> _Task instructions_
An exact copy of all the data is the expected answer.

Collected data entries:
PR #7064, opened 2023-07-01
BUG: Fix "Build Slicer" CI workflow in the context of push event

jcfr:
This commit is a follow-up of 2d6d136e94 (ENH: Skip steps in required job rather than skipping workflow) that should ensure the "dorny/paths-filter" action works in the context of push event.

See https://github.com/dorny/paths-filter/issues/88#issuecomment-847003742


jcfr:
Fix worked as expected:

image

Issue #6648, opened 2022-11-06
Warping transform is not taken into account in volume rendering


lassoan:
## Summary

It is [documented](https://slicer.readthedocs.io/en/latest/user_guide/modules/volumerendering.html#limitations) that "The volume must not be under a warping (affine or non-linear) transformation. To render a warped volume, the transform must be hardened on the volume.". However, we cannot expect users to know about this limitation.

## Environment
- Slicer version: Slicer-5.1.0-2022-11-06
- Operating system: all

lassoan:
Potential solutions when the volume is under a warping transform:
- Option A: Disable showing the volume rendering 3D view and show a warning in Volume Rendering module that explains what the problem is and shows a button to harden the transform on the volume.
- Option B: Clone the volume internally, harden the warping transform on it, and volume render that. The warped volume could be stored in the vtkMRMLVolumeRenderingDisplayNode node so that it can be shared between all volume renderers; or in the pipeline in vtkMRMLVolumeRenderingDisplayableManager.

pieper:
I like option B, but maybe we should be more explicit since it will take resources and add time to computing.  That is, how would we know when it's okay to discard the clone?  Should the clone be saved with the scene?

How about when the user tries to make a volume under a non-linear transform visible Slicer won't display it, but offers a button to clone and harden the volume and display the clone instead.  This would then be explicit in the scene and the user could manage when it's no longer needed.  We could also keep a reference from the clone to the original so that it could be updated if the source volume or transform is modified.

pieper:
Maybe we should also make a Harden dialog that is something like a the geometry selection dialog in the segment editor or the interface of the Crop Volume module so that users can control the resampling parameters.

lassoan:
> That is, how would we know when it's okay to discard the clone

We already have a flag to automatically free up resources on hiding volume. It could be used for this, too.

We do this automatic internal cloning and hardening in the Segment Editor and nobody complained so far. Even for large volumes, the computation is not too long (up to maybe 10-20 seconds).

> How about when the user tries to make a volume under a non-linear transform visible Slicer won't display it, but offers a button to clone and harden the volume and display the clone instead

That's about what I meant by Option A. Would you display a popup window? We would need some GUI solution that works reasonably when the user drag-and-drops the image to the 3D view (or enables volume rendering in the right-click menu in the Subject Hierarchy eye icon).

[...]

PR #7065, opened 2023-07-04
BUG: Do not display volume rendering if volume is under non-linear transform

lassoan:
This commit just hides the volume and logs a message if a non-linearly transformed volume is attempted to be displayed using volume rendering.

This is a partial fix, as it would be better if the user was warned on the GUI in advance that the volume will not be displayed; and it would be even better to allow correct display of the volume regardless of what transform it is under. Still, this fix is useful as it prevents a volume from appearing in incorrect position.

see #6648


pieper (approved):
This seems logical to me.  I was thinking we could just harden the transform internally so that it renders as expected even if it's slow, but we can always add that in the future.

lassoan:
Thanks for the review. Implementing hardening internally would be better, but it would be a bit more work (we would need to expose the hardening API in a way that it could be used without modifying the existing node or creating a new node; we would also need to ensure that the resampling is done automatically when the volume or transform is changed, and not recomputed unnecessarily).

pieper:
I was also wondering if we can make a workaround recipe for this using the CLI autoexecute feature with one of the resampling CLIs.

> _Completed exercise_
PR #7064, opened 2023-07-01
BUG: Fix "Build Slicer" CI workflow in the context of push event

jcfr:
This commit is a follow-up of 2d6d136e94 (ENH: Skip steps in required job rather than skipping workflow) that should ensure the "dorny/paths-filter" action works in the context of push event.

See https://github.com/dorny/paths-filter/issues/88#issuecomment-847003742


jcfr:
Fix worked as expected:

image

Issue #6648, opened 2022-11-06
Warping transform is not taken into account in volume rendering


lassoan:
## Summary

It is [documented](https://slicer.readthedocs.io/en/latest/user_guide/modules/volumerendering.html#limitations) that "The volume must not be under a warping (affine or non-linear) transformation. To render a warped volume, the transform must be hardened on the volume.". However, we cannot expect users to know about this limitation.

## Environment
- Slicer version: Slicer-5.1.0-2022-11-06
- Operating system: all

lassoan:
Potential solutions when the volume is under a warping transform:
- Option A: Disable showing the volume rendering 3D view and show a warning in Volume Rendering module that explains what the problem is and shows a button to harden the transform on the volume.
- Option B: Clone the volume internally, harden the warping transform on it, and volume render that. The warped volume could be stored in the vtkMRMLVolumeRenderingDisplayNode node so that it can be shared between all volume renderers; or in the pipeline in vtkMRMLVolumeRenderingDisplayableManager.

pieper:
I like option B, but maybe we should be more explicit since it will take resources and add time to computing.  That is, how would we know when it's okay to discard the clone?  Should the clone be saved with the scene?

How about when the user tries to make a volume under a non-linear transform visible Slicer won't display it, but offers a button to clone and harden the volume and display the clone instead.  This would then be explicit in the scene and the user could manage when it's no longer needed.  We could also keep a reference from the clone to the original so that it could be updated if the source volume or transform is modified.

pieper:
Maybe we should also make a Harden dialog that is something like a the geometry selection dialog in the segment editor or the interface of the Crop Volume module so that users can control the resampling parameters.

lassoan:
> That is, how would we know when it's okay to discard the clone

We already have a flag to automatically free up resources on hiding volume. It could be used for this, too.

We do this automatic internal cloning and hardening in the Segment Editor and nobody complained so far. Even for large volumes, the computation is not too long (up to maybe 10-20 seconds).

> How about when the user tries to make a volume under a non-linear transform visible Slicer won't display it, but offers a button to clone and harden the volume and display the clone instead

That's about what I meant by Option A. Would you display a popup window? We would need some GUI solution that works reasonably when the user drag-and-drops the image to the 3D view (or enables volume rendering in the right-click menu in the Subject Hierarchy eye icon).

[...]

PR #7065, opened 2023-07-04
BUG: Do not display volume rendering if volume is under non-linear transform

lassoan:
This commit just hides the volume and logs a message if a non-linearly transformed volume is attempted to be displayed using volume rendering.

This is a partial fix, as it would be better if the user was warned on the GUI in advance that the volume will not be displayed; and it would be even better to allow correct display of the volume regardless of what transform it is under. Still, this fix is useful as it prevents a volume from appearing in incorrect position.

see #6648


pieper (approved):
This seems logical to me.  I was thinking we could just harden the transform internally so that it renders as expected even if it's slow, but we can always add that in the future.

lassoan:
Thanks for the review. Implementing hardening internally would be better, but it would be a bit more work (we would need to expose the hardening API in a way that it could be used without modifying the existing node or creating a new node; we would also need to ensure that the resampling is done automatically when the volume or transform is changed, and not recomputed unnecessarily).

pieper:
I was also wondering if we can make a workaround recipe for this using the CLI autoexecute feature with one of the resampling CLIs.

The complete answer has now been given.